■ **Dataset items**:
-*-*-
PR #1157, opened 2016-05-06
refcounting changes for our integration tests

undingen:
this fixes and reenables some of our integration tests


undingen:
there are still a few problems with the integrations tests namely cffi fails and sqlalchemy triggers an assert which I will look into tomorrow.
I also had to disable member_descriptor_ics.py because it fails in a release build.

undingen:
this is ready for review
there are still some problems with cffi and sqlalchemy :-( which I plan to fix next week but I think it's better get this one in in order to not block other peoples work (e.g. numpy) and create a new PR for the remaining stuff.
```django_test.py``` is leaking which need also more investigation. (it only passes because I disabled the total refcount is 0 test)

concerning the ```RegionAllocatorAdaptor``` adaptor I removed:
at least with my stl implementation I could not trigger it and it looks like it does not implement whole allocator trait, so I guess it never really worked and I removed it.

File: Makefile [hunk 1]
```diff
@@ -655,7 +655,7 @@ $(CMAKE_SETUP_DBG):
 	@$(MAKE) cmake_check
 	@$(MAKE) clang_check
 	@mkdir -p $(CMAKE_DIR_DBG)
-	cd $(CMAKE_DIR_DBG); CC='clang' CXX='clang++' cmake $(COMMON_CMAKE_OPTIONS) -DCMAKE_BUILD_TYPE=Debug
+	cd $(CMAKE_DIR_DBG); CC='clang' CXX='clang++' cmake $(COMMON_CMAKE_OPTIONS) -DCMAKE_BUILD_TYPE=Debug -DENABLE_REF_DEBUG
```
kmod: I think we also need to update tools/configure_travis.sh if we want to get the reference checks in CI.

src/runtime/capi.cpp
```diff
@@ -1872,7 +1872,8 @@ Box* BoxedCApiFunction::tppCall(Box* _self, CallRewriteArgs* rewrite_args, ArgPa
         rewrite_args->out_success = true;
     }
 
-    checkAndThrowCAPIException();
+    if (!rtn)
+        checkAndThrowCAPIException();
```
kmod: tiny, but this should be throwCAPIException() (in case the user returned NULL but didn't set an exception).

src/runtime/exceptions.cpp
```diff
@@ -203,6 +203,8 @@ extern "C" void raise3(STOLEN(Box*) arg0, STOLEN(Box*) arg1, STOLEN(Box*) arg2)
         startReraise();
 
     assert(!PyErr_Occurred());
+    if (PyErr_Occurred())
```
kmod: These lines seem very odd when combined with the assert above them :)  Maybe we should just get rid of the assert if we can support this case reasonably?

src/runtime/import.cpp
```diff
@@ -174,6 +178,13 @@ BoxedModule* importCExtension(BoxedString* full_name, const std::string& last_na
     if (Py_VerboseFlag)
         PySys_WriteStderr("import %s # dynamically loaded from %s\n", full_name->c_str(), path.c_str());
 
+#ifdef Py_REF_DEBUG
+    // if we load a foreign C extension we can't check that _Py_RefTotal == 0
+    if (!llvm::StringRef(path).endswith("from_cpython/Lib/" + last_name + ".pyston.so"))
+        imported_foreign_cextension = true;
+    imported_foreign_cextension = true; // HACK: disable it always for now
```
kmod: Interesting, why do we need to disable this?

kmod:
That's some pretty awesome improvements in library compatibility :)

src/runtime/import.cpp
undingen: unfortunately ```django_test.py``` is leaking and only works because of this.
I'm investigating it.

undingen:
I resolved the comments and could reenabled the leak check again now that https://github.com/dropbox/pyston/pull/1173 is merged which fixed ```django_test.py```.

cffi and sqlalchemy are still disabled but are next on my list of things to fix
-*-*-
■ **Activity**:
Reproduce all the records. Keep them exact, please.

■ **Finished task**:
PR #1157, opened 2016-05-06
refcounting changes for our integration tests

undingen:
this fixes and reenables some of our integration tests


undingen:
there are still a few problems with the integrations tests namely cffi fails and sqlalchemy triggers an assert which I will look into tomorrow.
I also had to disable member_descriptor_ics.py because it fails in a release build.

undingen:
this is ready for review
there are still some problems with cffi and sqlalchemy :-( which I plan to fix next week but I think it's better get this one in in order to not block other peoples work (e.g. numpy) and create a new PR for the remaining stuff.
```django_test.py``` is leaking which need also more investigation. (it only passes because I disabled the total refcount is 0 test)

concerning the ```RegionAllocatorAdaptor``` adaptor I removed:
at least with my stl implementation I could not trigger it and it looks like it does not implement whole allocator trait, so I guess it never really worked and I removed it.

File: Makefile [hunk 1]
```diff
@@ -655,7 +655,7 @@ $(CMAKE_SETUP_DBG):
 	@$(MAKE) cmake_check
 	@$(MAKE) clang_check
 	@mkdir -p $(CMAKE_DIR_DBG)
-	cd $(CMAKE_DIR_DBG); CC='clang' CXX='clang++' cmake $(COMMON_CMAKE_OPTIONS) -DCMAKE_BUILD_TYPE=Debug
+	cd $(CMAKE_DIR_DBG); CC='clang' CXX='clang++' cmake $(COMMON_CMAKE_OPTIONS) -DCMAKE_BUILD_TYPE=Debug -DENABLE_REF_DEBUG
```
kmod: I think we also need to update tools/configure_travis.sh if we want to get the reference checks in CI.

src/runtime/capi.cpp
```diff
@@ -1872,7 +1872,8 @@ Box* BoxedCApiFunction::tppCall(Box* _self, CallRewriteArgs* rewrite_args, ArgPa
         rewrite_args->out_success = true;
     }
 
-    checkAndThrowCAPIException();
+    if (!rtn)
+        checkAndThrowCAPIException();
```
kmod: tiny, but this should be throwCAPIException() (in case the user returned NULL but didn't set an exception).

src/runtime/exceptions.cpp
```diff
@@ -203,6 +203,8 @@ extern "C" void raise3(STOLEN(Box*) arg0, STOLEN(Box*) arg1, STOLEN(Box*) arg2)
         startReraise();
 
     assert(!PyErr_Occurred());
+    if (PyErr_Occurred())
```
kmod: These lines seem very odd when combined with the assert above them :)  Maybe we should just get rid of the assert if we can support this case reasonably?

src/runtime/import.cpp
```diff
@@ -174,6 +178,13 @@ BoxedModule* importCExtension(BoxedString* full_name, const std::string& last_na
     if (Py_VerboseFlag)
         PySys_WriteStderr("import %s # dynamically loaded from %s\n", full_name->c_str(), path.c_str());
 
+#ifdef Py_REF_DEBUG
+    // if we load a foreign C extension we can't check that _Py_RefTotal == 0
+    if (!llvm::StringRef(path).endswith("from_cpython/Lib/" + last_name + ".pyston.so"))
+        imported_foreign_cextension = true;
+    imported_foreign_cextension = true; // HACK: disable it always for now
```
kmod: Interesting, why do we need to disable this?

kmod:
That's some pretty awesome improvements in library compatibility :)

src/runtime/import.cpp
undingen: unfortunately ```django_test.py``` is leaking and only works because of this.
I'm investigating it.

undingen:
I resolved the comments and could reenabled the leak check again now that https://github.com/dropbox/pyston/pull/1173 is merged which fixed ```django_test.py```.

cffi and sqlalchemy are still disabled but are next on my list of things to fix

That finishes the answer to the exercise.